RAW DATA:

Issue #1294, opened 2017-04-07
Tests are broken on develop


mtraynham:
https://travis-ci.org/dc-js/dc.js/builds/216810258

Looks like the cap mixin change affected the ordering of results.  Is that intentional?  Was going to rebase a branch or two, but noticed it was broken.

gordonwoodhull:
Yes, the change is intentional, sorry I have not fixed the tests yet. This change is not part of any release yet.

When we eliminated `group.top()`, this changed the ordering of many of the charts. In a few cases, the ordering was broken already (because the group order and `chart.ordering()` didn't agree), so it didn't matter. 

But in most cases, we can emulate the old `group.top()` ordering by sorting reverse by value. That's usually what people want for row charts, and what this change enables.

I'd suggest rebasing against the stable branch (`support/2.0`, currently 2.0.2). Or if you feel like fixing the tests, that's welcome too!

mtraynham:
I'll provide a fix as long as the changes were intentional 😄

gordonwoodhull:
That would be awesome, a second pair of eyes on the tests is always helpful.

mtraynham:
Closing per #1295.

gordonwoodhull:
Thanks!

PR #1295, opened 2017-04-07
Fix tests after cap mixin changes

mtraynham:
Ref #1294


gordonwoodhull:
Thanks @mtraynham!

I've cleaned up and clarified the tests even more, to make it clear that the default behavior should now be descending order by value, but you can still do alphabetical order if you want.

It will be tough to reproduce the old behavior where the capping was by descending value, but sorting was alphabetical, but that was ridiculous and I can't imagine anyone liked it that way.

Merged in 2.1.6

PR #1323, opened 2017-07-24
Faster dc.filterAll()

### LINKED ISSUE #1322: Suggestion for faster dc.filterAll()
I have built a dashboard with ~10 graphs and lots of data (which, unfortunately, I cannot share). Calling `dc.filterAll()` on it is pretty slow, taking 10-15 seconds. The default implementation of `dc.filterAll()` calls `.filterAll()` on each chart. Is there a reason why this couldn't be limited only to charts that actually have filters set? In my use cases, this typically applies only to a few charts. The following version works much quicker for me:

```
    function myFilterAll() {
        var charts = dc.chartRegistry.list();
        for (var i = 0; i < charts.length; ++i) {
            if (charts[i].hasFilter()) {
                charts[i].filterAll();
            }
        }
    }
```

I'm on `dc.js` version 2.1.4 (but the code for `dc.filterAll()` seems to be identical in the current 2.1.8).

ehansis:
Fixes #1322

### DIFF
--- a/spec/core-spec.js
+++ b/spec/core-spec.js
@@ -60,7 +60,7 @@ describe('dc.core', function () {
             chart = dc.pieChart('#id')
                     .dimension(valueDimension)
                     .group(valueGroup)
-		    .filter(0);
+                    .filter(0);
             spyOn(chart, 'filterAll');
             return chart;
         });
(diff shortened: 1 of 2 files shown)


gordonwoodhull:
This looks good to me, but why is it necessary to call `.filter(0)` on all of those charts in the tests?

ehansis:
In `charts w/ grouping`, the tests check that `chart.filterAll()` is called or not called on a chart depending on its chart group. Since the modified `dc.filterAll()` only calls `chart.filterAll()` on charts that have a filter set, we need to set a filter on each chart to do a meaningful test.

PR #1335, opened 2017-09-06
Row chart and Pie chart incorrectly called valueAccessor instead of cappedValueAccessor.

alexcampana:
Row chart and Pie chart incorrectly called valueAccessor instead of cappedValueAccessor. This caused issues when using a custom valueAccessor and a cap.

### DIFF
--- a/spec/pie-chart-spec.js
+++ b/spec/pie-chart-spec.js
@@ -45,7 +45,7 @@ describe('dc.pieChart', function () {
             },
             //init
             function () {
-                return {count: 0, total: 0};
+                return {count: 0, total: 0, getTotal: function () { return this.total; }};
             }
         );
     });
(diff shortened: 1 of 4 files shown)


gordonwoodhull:
Thanks for the contribution @alexcampana! I really appreciate the extra tests too.

This looks correct to me. However, could you describe more in-depth the problem you were seeing? Was it crashing when trying to apply your custom `valueAccessor` to the others group?

I'm surprised no one got bit by this before, and I'll have to go back to the commits where `cappedValueAccessor` was introduced, and see if it wasn't applied everywhere, or if later commits brought back the vanilla `valueAccessor`, or what.

Any additional info you can provide would be helpful.

alexcampana:
Yes, the chart was crashing in my case.

I use reductio alias mapping, so all of my custom valueAccessors reference those aliased functions. Since the othersGroup value doesn't contain any of my aliased functions and only the final calculated value, the valueAccessor blows up when it tries to call the function.

Let me know if you need anything else.

gordonwoodhull:
Okay, thanks a lot. Like I said, I'll want to look into the root cause of the issue and the history, and then I'll merge this into the 2.0.* branch.

gordonwoodhull:
Thanks @alexcampana! Sorry for the delay; I am finally merging this for dc.js 3.0.7.

I looked into why the code was this way, and it looks like
* in the pie chart I added the "no data" check without thinking about which accessor to use
* the row chart was updated to `cappedValueAccessor` in bb20d4581 but this one line was missed

PR #2328, opened 2024-04-03
fix: processor concurrency issue on startup

csviri:
This should fix the related issue when on startup theoretically an event can be received when the processor is starting. Considering:
- On startup event received while EventProcess is not started yet
- EventProcessor starts and submits all the events (distinguished by resource id) to reconcile
- But mean while a new event is received for a certain resource that was also getting submitted by the start operation


operator-framework-core/src/main/java/io/javaoperatorsdk/operator/processing/event/EventProcessor.java
```diff
@@ -400,7 +400,8 @@ public synchronized void stop() {
   }
 
   @Override
-  public void start() throws OperatorException {
+  public synchronized void start() throws OperatorException {
+    log.debug("Stating event processor: {}", this);
```
metacosm, line 404:
```suggestion
    log.debug("Starting event processor: {}", this);
```

metacosm (approved):

PR #2344, opened 2024-04-12
fix: change namespace starts processor on namespace change even if not leader

csviri:


csviri:
Would be a bit nicer to check if the instance is the leader, but this should solve the problem for now. Will add a test for this use case.

metacosm (approved):
LGTM

operator-framework-core/src/main/java/io/javaoperatorsdk/operator/processing/Controller.java
```diff
@@ -368,17 +368,25 @@ private void validateCRDWithLocalModelIfRequired(Class<P> resClass, String contr
...
+    // mainly start the processor on namespace change.
+    boolean eventProcessorWasRunning = eventProcessor.isRunning();
+    if (eventProcessorWasRunning) {
+      eventProcessor.stop();
+    }
     eventSourceManager.changeNamespaces(namespaces);
-    eventProcessor.start();
+    if (eventProcessorWasRunning) {
+      eventProcessor.start();
+    }
```
gyfora, line 389: could it happen that at this point we are are already the leader (and accidentally not start processing) or the `synchronised` will take care of that

csviri: exactly, `synchronized` takes care of that

gyfora (approved):

PR #2363, opened 2024-04-24
feat: silent exception handling in managed workflows

csviri:


operator-framework-core/src/main/java/io/javaoperatorsdk/operator/api/reconciler/Workflow.java
```diff
@@ -19,4 +19,13 @@
...
   boolean explicitInvocation() default false;
 
+  /**
+   * if true and an exception(s) is thrown in the managed workflow, when the workflow reconciliation
+   * finished the controller won't throw an exception, instead will call the reconcile method where
+   * the reconcile result is accessible through
+   * {@link Context#managedWorkflowAndDependentResourceContext()}. If false, the exception is thrown
+   * by the controller before executing the reconcile method.
+   */
+  boolean silentExceptionHandling() default false;
```
metacosm, line 29: This doc doesn't really help, in my mind. It would be better to explain why someone would use this rather than what it does. The method name might not be explicit enough either.

metacosm (changes requested):

operator-framework-core/src/main/java/io/javaoperatorsdk/operator/api/reconciler/Workflow.java
csviri: yeah, was thinking on a better name, but did not come up with anything better.
Any suggestion? :)

maybe `explicitExceptionHandling` ?

csviri: or `explicitExceptionChecking` ?

metacosm (approved):

PR #2364, opened 2024-04-24
feat: feature flag to not clone secondary resource on access

csviri:


operator-framework-core/src/main/java/io/javaoperatorsdk/operator/api/config/ConfigurationService.java
```diff
@@ -404,4 +404,15 @@ default boolean useSSAToPatchPrimaryResource() {
...
 
+  /**
+   * By default, secondary resources are cloned when returned from the cache.
+   * ({@link io.javaoperatorsdk.operator.api.reconciler.Context#getSecondaryResource(Class)}) This
+   * might have a performance impact, and if reconciler relies on SSA it is not needed to do. Since
+   * the goal of the cloning is to prevent modification on the object in the cache, that would no
+   * longer reflect the state on the server in that case.
+   */
+  default boolean cloneSecondaryResourcesWhenGettingFromCache() {
+    return true;
```
metacosm, line 415: Shouldn't that be `false` by default since we're using SSA by default now, no?

csviri: Was, thinking about that, and there are pros/cons to that. It quite risky when somebody is migrating to the new version. On the other hand yes, that would be more optimal to have by default.

metacosm: The new version will have significant changes… actually, I'm thinking that the change to SSA will require significant rewrite of operators if you need to only send what changes. Right now, most operators send the whole changed resource, not simply what has changed. 
For that matter, that's actually kind of what we're pushing towards with the `desired` state: people compute the whole resource and that's what gets used. It might not be a big deal because these resources' fields are probably managed by the JOSDK reconciler already but I'm wondering how prevalent that actually is.

metacosm: One thing to consider, though, is that people might not upgrade if they perceive the upgrade requires too many changes without bringing much benefit (i.e. if someone's operator already works correctly, they probably won't upgrade, especially if they need to change things a lot to do so).

csviri: yes, however, that is why we add feature flags.

metacosm (approved):

PR #2372, opened 2024-04-30
feat: read-only bulk dependent

csviri:


operator-framework-core/src/main/java/io/javaoperatorsdk/operator/processing/dependent/BulkDependentResourceReconciler.java
```diff
@@ -24,18 +24,24 @@ class BulkDependentResourceReconciler<R, P extends HasMetadata>
...
+        && !(bulkDependentResource instanceof Updater<?, ?>)) {
+      return ReconcileResult
+          .aggregatedResult(actualResources.values().stream().map(ReconcileResult::noOperation)
+              .toList());
+    }
+
+    final var desiredResources = bulkDependentResource.desiredResources(primary, context);
 
     // remove existing resources that are not needed anymore according to the primary state
     deleteExtraResources(desiredResources.keySet(), actualResources, primary, context);
```
csviri, line 40: TBH this is interesting we should probably check if we are deleter? But what if not ? :)

metacosm: Not sure I understand…

metacosm (approved):

operator-framework-core/src/main/java/io/javaoperatorsdk/operator/processing/dependent/BulkDependentResourceReconciler.java
csviri: I updated it, before deleting extra resources was called all the time now we check if this DR is a `deleter`.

TASK INSTRUCTIONS: Filter the records above, keeping each line that contains the word "deleter".

FINISHED TASK:
csviri, line 40: TBH this is interesting we should probably check if we are deleter? But what if not ? :)
csviri: I updated it, before deleting extra resources was called all the time now we check if this DR is a `deleter`.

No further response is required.